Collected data

PR #141, opened 2021-10-07
fix errors related to local storage quota

### LINKED ISSUE #124: Error when storing large responses in history
When calling a service that returns a large response, gRPCui fails when storing the call in the history. No error message is shown and neither is the response.

The error in the browser console is
```
Uncaught DOMException: Failed to execute 'setItem' on 'Storage': Setting the value of 'grpcui-history-localhost:60551-host.docker.internal:8017' exceeded the quota.
    at onHistoryChange (http://localhost:60551/grpc-web-form.js:2431:22)
    at addHistory (http://localhost:60551/grpc-web-form.js:2445:9)
    at Object.<anonymous> (http://localhost:60551/grpc-web-form.js:2199:21)
    at c (http://localhost:60551/jquery-3.4.1.min.js:2:27742)
    at Object.fireWith [as resolveWith] (http://localhost:60551/jquery-3.4.1.min.js:2:28487)
    at l (http://localhost:60551/jquery-3.4.1.min.js:2:78789)
    at XMLHttpRequest.<anonymous> (http://localhost:60551/jquery-3.4.1.min.js:2:81117)
```

jhump:
Specifically:
* Use _less_ local storage: don't store entire RPC response since it's not even used. Now we only store the minimum response info for rendering item in history.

Your instructions »
In the data above, how many lines contain the word "Object"? Write the number only.

Problem solution »
2